Give again, word for word, every line below from the one that has "dmg = math.floor(dmg * magicDefense)" through the one that has "math.floor(dmg * burst)", both included, and no others.

* Records supplied:
--------------------------------------------------
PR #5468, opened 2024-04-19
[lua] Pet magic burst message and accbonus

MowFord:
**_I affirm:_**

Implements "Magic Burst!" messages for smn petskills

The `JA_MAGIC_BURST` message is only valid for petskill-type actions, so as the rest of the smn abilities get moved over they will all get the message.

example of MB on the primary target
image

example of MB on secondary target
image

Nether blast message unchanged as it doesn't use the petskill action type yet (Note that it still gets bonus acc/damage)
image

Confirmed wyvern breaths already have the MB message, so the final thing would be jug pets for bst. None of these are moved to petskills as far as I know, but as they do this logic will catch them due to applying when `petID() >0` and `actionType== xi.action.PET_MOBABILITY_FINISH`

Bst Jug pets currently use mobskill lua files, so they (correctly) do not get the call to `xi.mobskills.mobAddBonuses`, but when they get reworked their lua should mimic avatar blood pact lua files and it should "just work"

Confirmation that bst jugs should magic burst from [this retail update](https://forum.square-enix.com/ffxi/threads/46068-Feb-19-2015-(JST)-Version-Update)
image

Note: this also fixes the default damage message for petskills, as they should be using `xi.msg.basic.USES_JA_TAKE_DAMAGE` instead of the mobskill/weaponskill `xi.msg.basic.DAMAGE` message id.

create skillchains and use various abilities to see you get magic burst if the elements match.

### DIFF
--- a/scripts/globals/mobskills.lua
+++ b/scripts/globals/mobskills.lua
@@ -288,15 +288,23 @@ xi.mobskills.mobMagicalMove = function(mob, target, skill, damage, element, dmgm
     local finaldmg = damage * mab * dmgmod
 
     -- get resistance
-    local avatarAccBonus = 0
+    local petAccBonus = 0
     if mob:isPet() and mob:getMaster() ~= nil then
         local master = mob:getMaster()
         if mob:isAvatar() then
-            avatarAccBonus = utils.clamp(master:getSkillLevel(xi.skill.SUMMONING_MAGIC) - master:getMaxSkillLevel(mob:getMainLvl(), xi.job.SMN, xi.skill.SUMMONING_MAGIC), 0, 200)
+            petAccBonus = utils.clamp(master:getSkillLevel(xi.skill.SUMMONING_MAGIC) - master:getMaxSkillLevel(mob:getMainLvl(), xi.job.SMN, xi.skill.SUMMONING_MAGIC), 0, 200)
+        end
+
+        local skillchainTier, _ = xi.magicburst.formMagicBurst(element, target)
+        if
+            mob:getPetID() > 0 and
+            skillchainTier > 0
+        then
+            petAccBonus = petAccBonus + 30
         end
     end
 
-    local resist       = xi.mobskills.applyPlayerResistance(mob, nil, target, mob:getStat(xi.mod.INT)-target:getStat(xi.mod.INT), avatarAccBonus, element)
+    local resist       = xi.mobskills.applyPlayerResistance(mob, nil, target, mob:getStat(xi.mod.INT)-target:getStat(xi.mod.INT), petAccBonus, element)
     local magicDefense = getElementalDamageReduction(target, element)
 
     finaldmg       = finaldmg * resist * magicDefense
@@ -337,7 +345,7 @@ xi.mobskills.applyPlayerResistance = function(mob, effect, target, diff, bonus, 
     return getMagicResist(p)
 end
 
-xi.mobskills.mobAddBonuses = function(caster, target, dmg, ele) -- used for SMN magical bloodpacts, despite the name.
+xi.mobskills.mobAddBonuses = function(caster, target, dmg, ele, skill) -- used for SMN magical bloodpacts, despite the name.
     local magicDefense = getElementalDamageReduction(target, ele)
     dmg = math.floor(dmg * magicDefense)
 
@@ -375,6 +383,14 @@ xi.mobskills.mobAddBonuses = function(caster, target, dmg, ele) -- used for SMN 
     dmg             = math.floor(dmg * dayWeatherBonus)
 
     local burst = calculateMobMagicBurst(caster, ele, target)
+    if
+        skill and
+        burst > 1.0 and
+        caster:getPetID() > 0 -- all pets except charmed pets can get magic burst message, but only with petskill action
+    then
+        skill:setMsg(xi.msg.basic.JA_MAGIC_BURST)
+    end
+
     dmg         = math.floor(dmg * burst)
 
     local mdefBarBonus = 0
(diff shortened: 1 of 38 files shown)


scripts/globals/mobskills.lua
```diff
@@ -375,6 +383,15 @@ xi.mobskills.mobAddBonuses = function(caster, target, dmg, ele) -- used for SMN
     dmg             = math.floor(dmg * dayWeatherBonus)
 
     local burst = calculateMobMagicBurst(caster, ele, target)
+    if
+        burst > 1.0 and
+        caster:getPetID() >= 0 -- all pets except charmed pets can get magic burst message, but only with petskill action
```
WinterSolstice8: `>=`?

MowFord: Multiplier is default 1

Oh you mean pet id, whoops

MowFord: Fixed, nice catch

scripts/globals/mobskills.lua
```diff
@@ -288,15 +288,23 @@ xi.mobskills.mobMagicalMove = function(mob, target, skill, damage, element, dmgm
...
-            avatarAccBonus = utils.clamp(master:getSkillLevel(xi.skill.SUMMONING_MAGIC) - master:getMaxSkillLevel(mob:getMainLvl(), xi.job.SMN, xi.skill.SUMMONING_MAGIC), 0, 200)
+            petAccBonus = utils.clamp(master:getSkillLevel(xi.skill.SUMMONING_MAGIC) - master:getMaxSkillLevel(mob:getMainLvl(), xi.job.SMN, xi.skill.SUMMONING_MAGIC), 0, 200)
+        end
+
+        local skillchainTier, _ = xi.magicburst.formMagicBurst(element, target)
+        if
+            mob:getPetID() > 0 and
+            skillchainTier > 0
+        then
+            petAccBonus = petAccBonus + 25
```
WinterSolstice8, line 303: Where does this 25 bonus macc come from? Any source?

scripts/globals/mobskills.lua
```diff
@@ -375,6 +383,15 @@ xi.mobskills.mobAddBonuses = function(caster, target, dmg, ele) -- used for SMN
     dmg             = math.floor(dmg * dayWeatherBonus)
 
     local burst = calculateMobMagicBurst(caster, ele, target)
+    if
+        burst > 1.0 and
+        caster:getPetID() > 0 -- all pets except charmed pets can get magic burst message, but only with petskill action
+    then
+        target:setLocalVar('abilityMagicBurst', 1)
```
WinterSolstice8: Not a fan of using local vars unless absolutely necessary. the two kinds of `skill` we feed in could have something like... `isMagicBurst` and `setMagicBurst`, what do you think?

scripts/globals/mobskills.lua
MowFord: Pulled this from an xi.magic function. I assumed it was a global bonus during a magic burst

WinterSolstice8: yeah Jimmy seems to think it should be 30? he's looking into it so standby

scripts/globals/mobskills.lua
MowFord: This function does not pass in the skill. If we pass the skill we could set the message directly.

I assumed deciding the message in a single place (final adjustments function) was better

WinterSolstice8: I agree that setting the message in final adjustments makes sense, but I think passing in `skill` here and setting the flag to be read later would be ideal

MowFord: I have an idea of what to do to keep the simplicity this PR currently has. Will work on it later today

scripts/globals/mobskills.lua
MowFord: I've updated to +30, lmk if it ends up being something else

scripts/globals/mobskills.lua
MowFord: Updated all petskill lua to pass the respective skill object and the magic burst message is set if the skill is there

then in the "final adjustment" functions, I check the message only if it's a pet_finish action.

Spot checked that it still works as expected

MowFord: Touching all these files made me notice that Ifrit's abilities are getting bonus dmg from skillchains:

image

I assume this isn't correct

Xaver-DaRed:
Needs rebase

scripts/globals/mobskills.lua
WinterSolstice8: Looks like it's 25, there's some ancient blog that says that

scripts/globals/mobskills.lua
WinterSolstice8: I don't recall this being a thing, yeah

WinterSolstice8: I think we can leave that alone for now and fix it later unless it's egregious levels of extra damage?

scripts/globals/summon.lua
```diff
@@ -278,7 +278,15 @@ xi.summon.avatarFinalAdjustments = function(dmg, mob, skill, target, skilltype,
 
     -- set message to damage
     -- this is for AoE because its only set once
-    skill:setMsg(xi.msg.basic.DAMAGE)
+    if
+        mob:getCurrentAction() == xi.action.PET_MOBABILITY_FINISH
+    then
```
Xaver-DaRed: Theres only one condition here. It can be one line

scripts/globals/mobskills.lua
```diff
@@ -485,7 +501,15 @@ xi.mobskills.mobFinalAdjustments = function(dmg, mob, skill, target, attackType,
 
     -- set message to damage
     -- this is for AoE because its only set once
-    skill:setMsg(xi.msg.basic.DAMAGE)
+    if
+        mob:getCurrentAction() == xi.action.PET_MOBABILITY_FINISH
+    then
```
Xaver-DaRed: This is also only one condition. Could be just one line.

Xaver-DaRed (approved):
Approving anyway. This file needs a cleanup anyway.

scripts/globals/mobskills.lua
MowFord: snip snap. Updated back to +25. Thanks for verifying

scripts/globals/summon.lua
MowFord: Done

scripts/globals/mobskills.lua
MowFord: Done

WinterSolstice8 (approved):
--------------------------------------------------
* Answer box:
     dmg = math.floor(dmg * magicDefense)
 
@@ -375,6 +383,14 @@ xi.mobskills.mobAddBonuses = function(caster, target, dmg, ele) -- used for SMN 
     dmg             = math.floor(dmg * dayWeatherBonus)
 
     local burst = calculateMobMagicBurst(caster, ele, target)
+    if
+        skill and
+        burst > 1.0 and
+        caster:getPetID() > 0 -- all pets except charmed pets can get magic burst message, but only with petskill action
+    then
+        skill:setMsg(xi.msg.basic.JA_MAGIC_BURST)
+    end
+
     dmg         = math.floor(dmg * burst)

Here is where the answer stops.